Data -
PR #343, opened 2023-10-09
Prune conversation memory

### LINKED ISSUE #172: Add optional `PromptStack` conversation pruning to prompt drivers
Before `PromptStack` was introduced in `v0.15.0`, conversation memory supported automatic pruning. Since then, prompt construction logic was moved to prompt drivers and optional conversation pruning was removed.

I propose adding back support for optional conversation pruning to prompt drivers.

collindutter:
Fixes #172

### DIFF
--- a/griptape/memory/structure/conversation_memory.py
+++ b/griptape/memory/structure/conversation_memory.py
@@ -3,11 +3,12 @@ import json
 from typing import TYPE_CHECKING, Optional
 from attr import define, field, Factory
 from griptape.memory.structure import Run
+from griptape.utils import PromptStack
+from griptape.utils import Conversation
 
 if TYPE_CHECKING:
     from griptape.drivers import BaseConversationMemoryDriver
     from griptape.structures import Structure
-    from griptape.utils import PromptStack
 
 
 @define
@@ -17,6 +18,7 @@ class ConversationMemory:
     runs: list[Run] = field(factory=list, kw_only=True)
     structure: Structure = field(init=False)
     autoload: bool = field(default=True, kw_only=True)
+    autoprune: bool = field(default=True, kw_only=True)
 
     def __attrs_post_init__(self) -> None:
         if self.driver and self.autoload:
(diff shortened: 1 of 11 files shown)


griptape/tasks/toolkit_task.py
collindutter, line 1: I don't love the non-DRYness here, but this new implementation assumes that the stack has been fully built before adding in memory. So we can't use the parent class's `prompt_stack` because it adds memory before the `subtasks` are added.

griptape/memory/structure/conversation_memory.py
```diff
@@ -17,17 +18,60 @@ class ConversationMemory:
...
-            stack.add_assistant_input(r.output)
+    def add_to_prompt_stack(self, stack: PromptStack, index: Optional[int]=None) -> None:
+        """Add the Conversation Memory runs to the Prompt Stack.
+
+        If autoprune is enabled, this will fit as many Conversation Memory runs into the Prompt Stack
+        as possible without exceeding the token limit.
+
+        Args:
+            stack: The Prompt Stack to add the Conversation Memory runs to.
+            index: Optional index to insert the Monversation Memory runs at.
```
vasinov, line 37: *Conversation

griptape/tasks/prompt_task.py
```diff
@@ -67,14 +67,14 @@ def prompt_stack(self) -> PromptStack:
...
-        if memory:
-            memory.add_to_prompt_stack(stack)
-
         stack.add_user_input(self.input.to_text())
 
         if self.output:
             stack.add_assistant_input(self.output.to_text())
 
+        if memory:
+            memory.add_to_prompt_stack(stack, 1)
```
vasinov, line 76: May be add a comment explaining that this injects memory after the system input (`stack.inputs[index:index]`), hence the index of `1` here.

griptape/tasks/toolkit_task.py
```diff
@@ -63,13 +63,25 @@ def memory(self) -> list[BaseToolMemory]:
 
     @property
     def prompt_stack(self) -> PromptStack:
```
vasinov, line 65: Implementation totally makes sense but made me think about how we are at some point bound to "prune" during CoT execution but then, once it's done, some memory will get "unpruned." Nothing we can do about it but can potentially affect LLM reasoning.

griptape/memory/structure/conversation_memory.py
```diff
@@ -17,17 +18,60 @@ class ConversationMemory:
...
         if self.driver and self.autoload:
             memory = self.driver.load()
             if memory is not None:
                 [self.add_run(r) for r in memory.runs]
 
-    def add_to_prompt_stack(self, stack: PromptStack) -> None:
-        for r in self.runs:
-            stack.add_user_input(r.input)
-            stack.add_assistant_input(r.output)
+    def add_to_prompt_stack(self, stack: PromptStack, index: Optional[int]=None) -> None:
```
vasinov, line 29: I'm wondering if this should live in `PromptStack.add_memory(memory, index)` instead. This way the object (prompt stack) is modifying itself instead of another entity (memory) modifying the object. The former is generally less bug-prone. Let me know if that breaks anything though.

vasinov (changes requested):

griptape/tasks/toolkit_task.py
collindutter: I think this is where some sort of limitless vector based memory could come in handy.

griptape/memory/structure/conversation_memory.py
collindutter: I agree, and it does make for a nicer interface. Though it gets kind of ugly with other memory types like `SummaryConversationMemory` which adds `summary` and `unsummarized_runs` to the stack.

And typing that comment made me realize I did not implement pruning logic for `SummaryConversationMemory` 😅

collindutter: Made this refactor, it's much cleaner.

vasinov (approved):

Activity - Your task is to output the material above exactly.

Answer to the problem -
PR #343, opened 2023-10-09
Prune conversation memory

### LINKED ISSUE #172: Add optional `PromptStack` conversation pruning to prompt drivers
Before `PromptStack` was introduced in `v0.15.0`, conversation memory supported automatic pruning. Since then, prompt construction logic was moved to prompt drivers and optional conversation pruning was removed.

I propose adding back support for optional conversation pruning to prompt drivers.

collindutter:
Fixes #172

### DIFF
--- a/griptape/memory/structure/conversation_memory.py
+++ b/griptape/memory/structure/conversation_memory.py
@@ -3,11 +3,12 @@ import json
 from typing import TYPE_CHECKING, Optional
 from attr import define, field, Factory
 from griptape.memory.structure import Run
+from griptape.utils import PromptStack
+from griptape.utils import Conversation
 
 if TYPE_CHECKING:
     from griptape.drivers import BaseConversationMemoryDriver
     from griptape.structures import Structure
-    from griptape.utils import PromptStack
 
 
 @define
@@ -17,6 +18,7 @@ class ConversationMemory:
     runs: list[Run] = field(factory=list, kw_only=True)
     structure: Structure = field(init=False)
     autoload: bool = field(default=True, kw_only=True)
+    autoprune: bool = field(default=True, kw_only=True)
 
     def __attrs_post_init__(self) -> None:
         if self.driver and self.autoload:
(diff shortened: 1 of 11 files shown)


griptape/tasks/toolkit_task.py
collindutter, line 1: I don't love the non-DRYness here, but this new implementation assumes that the stack has been fully built before adding in memory. So we can't use the parent class's `prompt_stack` because it adds memory before the `subtasks` are added.

griptape/memory/structure/conversation_memory.py
```diff
@@ -17,17 +18,60 @@ class ConversationMemory:
...
-            stack.add_assistant_input(r.output)
+    def add_to_prompt_stack(self, stack: PromptStack, index: Optional[int]=None) -> None:
+        """Add the Conversation Memory runs to the Prompt Stack.
+
+        If autoprune is enabled, this will fit as many Conversation Memory runs into the Prompt Stack
+        as possible without exceeding the token limit.
+
+        Args:
+            stack: The Prompt Stack to add the Conversation Memory runs to.
+            index: Optional index to insert the Monversation Memory runs at.
```
vasinov, line 37: *Conversation

griptape/tasks/prompt_task.py
```diff
@@ -67,14 +67,14 @@ def prompt_stack(self) -> PromptStack:
...
-        if memory:
-            memory.add_to_prompt_stack(stack)
-
         stack.add_user_input(self.input.to_text())
 
         if self.output:
             stack.add_assistant_input(self.output.to_text())
 
+        if memory:
+            memory.add_to_prompt_stack(stack, 1)
```
vasinov, line 76: May be add a comment explaining that this injects memory after the system input (`stack.inputs[index:index]`), hence the index of `1` here.

griptape/tasks/toolkit_task.py
```diff
@@ -63,13 +63,25 @@ def memory(self) -> list[BaseToolMemory]:
 
     @property
     def prompt_stack(self) -> PromptStack:
```
vasinov, line 65: Implementation totally makes sense but made me think about how we are at some point bound to "prune" during CoT execution but then, once it's done, some memory will get "unpruned." Nothing we can do about it but can potentially affect LLM reasoning.

griptape/memory/structure/conversation_memory.py
```diff
@@ -17,17 +18,60 @@ class ConversationMemory:
...
         if self.driver and self.autoload:
             memory = self.driver.load()
             if memory is not None:
                 [self.add_run(r) for r in memory.runs]
 
-    def add_to_prompt_stack(self, stack: PromptStack) -> None:
-        for r in self.runs:
-            stack.add_user_input(r.input)
-            stack.add_assistant_input(r.output)
+    def add_to_prompt_stack(self, stack: PromptStack, index: Optional[int]=None) -> None:
```
vasinov, line 29: I'm wondering if this should live in `PromptStack.add_memory(memory, index)` instead. This way the object (prompt stack) is modifying itself instead of another entity (memory) modifying the object. The former is generally less bug-prone. Let me know if that breaks anything though.

vasinov (changes requested):

griptape/tasks/toolkit_task.py
collindutter: I think this is where some sort of limitless vector based memory could come in handy.

griptape/memory/structure/conversation_memory.py
collindutter: I agree, and it does make for a nicer interface. Though it gets kind of ugly with other memory types like `SummaryConversationMemory` which adds `summary` and `unsummarized_runs` to the stack.

And typing that comment made me realize I did not implement pruning logic for `SummaryConversationMemory` 😅

collindutter: Made this refactor, it's much cleaner.

vasinov (approved):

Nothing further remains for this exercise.